- PROMPT: Repeat exactly what appears from the opening line of the listing to the line with "let quantity = newGlucoseSample.quantity", inclusive.
=-=-=
PR #283, opened 2023-10-27
Prevent Nightscout collisions from occurring when a transmitter ID is recycled

LiroyvH:
Generate unique _id value for G5, G6 and G7 to prevent Mongo collisions in Nightscout when Transmitter ID's are re-used (eg: recycling of TxID's by Dexcom OR users with reset enabled transmitters (eg: Anubis)).

Note: this does not fix the discussed issue of re-uploads generating 500 errors for users whom are already affected by issues caused by ID collisions, it only fixes the root cause that kickstarts the issue and ensures it won't happen in the future.

### DIFF
--- a/FreeAPS/Sources/APS/CGM/DexcomSourceG5.swift
+++ b/FreeAPS/Sources/APS/CGM/DexcomSourceG5.swift
@@ -148,7 +148,7 @@ extension DexcomSourceG5: CGMManagerDelegate {
                 let quantity = newGlucoseSample.quantity
                 let value = Int(quantity.doubleValue(for: .milligramsPerDeciliter))
                 return BloodGlucose(
-                    _id: newGlucoseSample.syncIdentifier,
+                    _id: UUID().uuidString,
                     sgv: value,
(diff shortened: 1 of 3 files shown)


Jon-b-m:
You don't need to change the G7, as the G7 Manager is already generating uniq IDs, using the generateSyncIdentifier() function.

LiroyvH:
@Jon-b-m 
True, but I figured it'd be nice to have everything working the same way - streamline it. (Plus I'd think sending the transmitter ID to Nightscout should be removed altogether, but eh.) If you want I can move the G7 changes out, but I think it'd be nice if all 3 of them work the same.

Jon-b-m:
Yeah, frankly I don't really understand why the transmuter iD is sent to NS... I would rather keep it as is until I understand why this was added to the G7 manager, please.

LiroyvH:
@Jon-b-m Me neither. I'd prefer if the Transmitter ID was never sent to Nightscout under any circumstance. No need to store it there. I had to re-fork the repo as something went wrong when trying to revert the G7 changes. New pull request has been opened. Thanks! :)

PR #286, opened 2023-10-27
Implement alternative Bolus calculator

polscm32:
### Features
- adds a new bolus calculator that calculates insulin based on carb ratio, iob, isf, target and glucose trend of the last 15 minutes and then applies a customizable factor
- adds a setting called "Bolus Calculator" with a toggle to be able to switch between the iAPS default bolus calculator and the new one and to customize the override factor
- in the new settings section also adds a toggle to override calculations with another customizable factor, e.g. for fatty meals like pizza -> if this toggle is on, the user can see a checkbox in the bolus calculator and tick it depending on the meal to apply the factor
- removes the code for the toolbar from the DecimalTextField class which solves the error UIViewAlertForUnsatisfiableConstraints

### Bolus calculator in dark mode

calc_dark

calc_dark_fatty

### Bolus calculator in light mode

calc_light

calc_light_fatty

### Popup that shows calculations in dark mode...

popup_dark

popup_dark_fatty

### ...and in light mode

popup_light

popup_light_fatty

### New setting "Bolus Calculator" in dark mode...

settings_dark

### ...and in light mode

settings_light


Jon-b-m:
The button for external insulin will be moved to pump history today or tomorrow, so you'll soon need to update you PR slightly (removing this button).

 The bolus info button has already been moved to the same HStack as "Recommended bolus" so you might want to consider moving yours too, to make it more coherent with the new dev. Otherwise it's looks pretty good 👍

Jon-b-m:
Please remove the + button. This will no longer be needed tomorrow in dev.

Jon-b-m:
Otherwise it looks cool. I will test this very soon

polscm32:
Ok, I've removed the plus button and the code that belongs to it 👍

Jon-b-m:
This needs some refactoring, but it's easier for me to do this later than having to explain it here in comments. 

The factor might cause some confusion, as we already have another factor in preferences for bolus percentage. I think I will solve this by only displaying the bolus percentage settings when **not** using your bolus calculator....

polscm32:
Sounds good with your idea for the bolus percentage setting for me.

Please let me know if there are other things I can do.

Jon-b-m:
Testing it now. It doesn't work for me

CR is always 0 and COB is Nan

polscm32:
Did you wait a loop cycle? for me its working fine....

Jon-b-m:
It doesn't retrieve the current CR

polscm32:
The carb ratio in popup shows always 0?

Jon-b-m:
Yes. I merged it with dev in a testing branch.

polscm32:
It worked on my phone and in simulator and @dnzxy also had no problems with carb ratio not showing up. Please correct me if I'm wrong.

polscm32:
I will see if the latest commits might broke something...

dnzxy:
I have not tested your branch in full – only looked at it when we were debugging that faulty log around the keyboard topbar. That was also some time ago, so there's a chance that more recent additions / changes by yourself might have broken something. 

I can test this tomorrow or Monday, not today, sorry.

polscm32:
No problem. But do you know if your carb ratio was retrieved in the version tested by you?

dnzxy:
> No problem. But do you know if your carb ratio was retrieved in the version tested by you?

I looks like it did, see these screenshots. I just build the version that I cloned back when we debugged.

| Bolus Calc | Commit `d75cddef` of `bolus_calc_test` |
|--------|--------|
| image | image |

polscm32:
Thanks! Since then I only updated to latest dev and did some minor changes that shouldn't affect retrieving CR.

Now installed latest version from today and it is still working for me...(previously was on the version when I started the PR, did not install latest one because currently theres no option to add external insulin which is essentially for me)

Jon-b-m:
I fixed it. I refactored the get current CR with less code

Jon-b-m:
image

polscm32:
> Yes. I merged it with dev in a testing branch.

Where can I find the test branch? would also like to test the change

Jon-b-m:
i tested anew to build from dev. Now it works..I think I merged it into wrong testing branch.

One thing I find weird and which needs a change is the carb amount displayed in your bolus calc. Now when go via add carbs, add let's say you add 100 g carbs and tap continue, your bolus calc will now show 0 carbs. 

if you want your bolus calc to be a shortcut for adding carbs (which is what I think you're currently using it as, you need to also fill in added carbs when coming from carb view. Or, if you don't intend to use it to bypass the carb view, remove the carbs amount entry here. 


Another thing which would be cool is if you come from carb view with added fat entries, let's say > 20 % of total energy (cal) your checkbox for fatty carbs will be automatically ticked.

polscm32:
Yes the carb entry field is one thing I wanted to discuss here. Right now you can just enter carbs and bolus for them (without saving them).

I don't use it as a bypass for the carb view, but more or less to just look how big the bolus would be for a certain carb amount. So my suggestion would be to remove the carb field for now, let more people test this and then based on their feedback maybe implement some kind of shortcut for adding carbs like you suggested (and maybe also fpus) or just displaying the amount entered in the carbs entry view.

polscm32:
And I agree, it would be cool if the checkbox would be automatically ticked based on the meal. 
Would you like to also see it in this PR or maybe in a following one?

Jon-b-m:
We can add that later.

Jon-b-m:
If you remove the carb amount I can merge it and fix the preferences

polscm32:
Ok I pulled latest dev and removed the carb entry field now.

PR #287, opened 2023-10-29
Add Swipe-To-Delete Behaviour to History Treatments

dnzxy:
This PR removes the ⓧ buttons and adjacent logic for History > Treatments and replaces it with the iOS swipe-to-delete functionality for SwiftUI Lists, equivalent to the History > Glucose list.

For additional information, tester feedback and discussion see PRs #273 and #236.


Jon-b-m:
Just tested. Deleting FPUs doesn't work.

Jon-b-m:
When delete works, it will delete some other entry, so quite dangerous now...

dnzxy:
Just pushed another attempt at a fix. @polsm32 is putting it to a hard test now 🤞

Issue #280, opened 2023-10-25
[Bug] Dexcom BG readings fail to upload to Nightscout due to non-unique _id field


LiroyvH:
My environment: Dexcom G6 (Anubis), iPhone 13 Mini with iOS 17.1, iAPS-dev, Nightscout self-hosted on private server. 

_- Problem:_
I, seemingly out of the blue, started encountering issues with iAPS no longer being able to send glucose values ("entries") to Nightscout. Treatments and manual BG entries work fine, openAPS info works fine, but sending glucose values results, according to iAPS's logfiles, in a 500 Internal Server Error. Other apps, such as xDrip4iOS, would have no problem at all uploading glucose values; so a problem with Nightscout itself appeared to be ruled out. Several users reported this issue with iAPS, though only a very small fraction.
<br>

_- Digging & Potential solution:_
Upon further inspection (a packet capture (tcpdump) + analyzing it), it turns out the 500 error by Nightscout included a note containing the exact error triggering the Error 500. It appears that MongoDB threw an error "11000", which means: "Trying to write a value/index that is not unique". The only field in the "entries" collection that must be unique is the _id field, meaning somehow the exact same _id already existed in the database and thus Mongo rejected to insert our entry. 

iAPS generates the ID for Dexcom G6 as follows: https://github.com/Artificial-Pancreas/iAPS/blob/a0daab8e9118baecc2ad2173be495d1c2aa6b033/FreeAPS/Sources/APS/CGM/DexcomSourceG6.swift#L156 which results in `<Dexcom TransmitterID> + <a 6-digit number>` being set for the _id, eg: "8ABCDE 123456". Apparently this 6-digit number isn't always unique, at least not in some scenarios (see below), to the TransmitterID. What I did was replace that line (156) to read: `_id: UUID().uuidString,` instead to ensure it's random and unique.
<br>

_- (partial) Victory: Nightscout uploads of BG entries are now working again!_ 
The _id value appears to be unique again and Mongo accepts them.
[...]

PR #300, opened 2023-11-03
Fix Nightscout uploads being held back for FSL users

LiroyvH:
Fixes introduced to patch problems with non-unique ID's in Nightscout accidentally ensured that FSL1 and FSL2 users would no longer see their values (BG) uploaded to Nightscout as they do *not* get a valid UUID.

This commit streamlines the _id field with Dexcom G5, G6 and G7 and ensures it has a unique UUID in compliance with commit https://github.com/Artificial-Pancreas/iAPS/commit/7c7693c05332667efdb4a703aa4fe2cc1f979dca by @avouspierre.

This should fix the problems mentioned by @JohnKitching and @antoinekh under issue https://github.com/Artificial-Pancreas/iAPS/issues/280. 
As I do not have an FSL2, I was unable to verify/test this.


JohnKitching:
Fixed it for me thank you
=-=-=
- SOLUTION:
PR #283, opened 2023-10-27
Prevent Nightscout collisions from occurring when a transmitter ID is recycled

LiroyvH:
Generate unique _id value for G5, G6 and G7 to prevent Mongo collisions in Nightscout when Transmitter ID's are re-used (eg: recycling of TxID's by Dexcom OR users with reset enabled transmitters (eg: Anubis)).

Note: this does not fix the discussed issue of re-uploads generating 500 errors for users whom are already affected by issues caused by ID collisions, it only fixes the root cause that kickstarts the issue and ensures it won't happen in the future.

### DIFF
--- a/FreeAPS/Sources/APS/CGM/DexcomSourceG5.swift
+++ b/FreeAPS/Sources/APS/CGM/DexcomSourceG5.swift
@@ -148,7 +148,7 @@ extension DexcomSourceG5: CGMManagerDelegate {
                 let quantity = newGlucoseSample.quantity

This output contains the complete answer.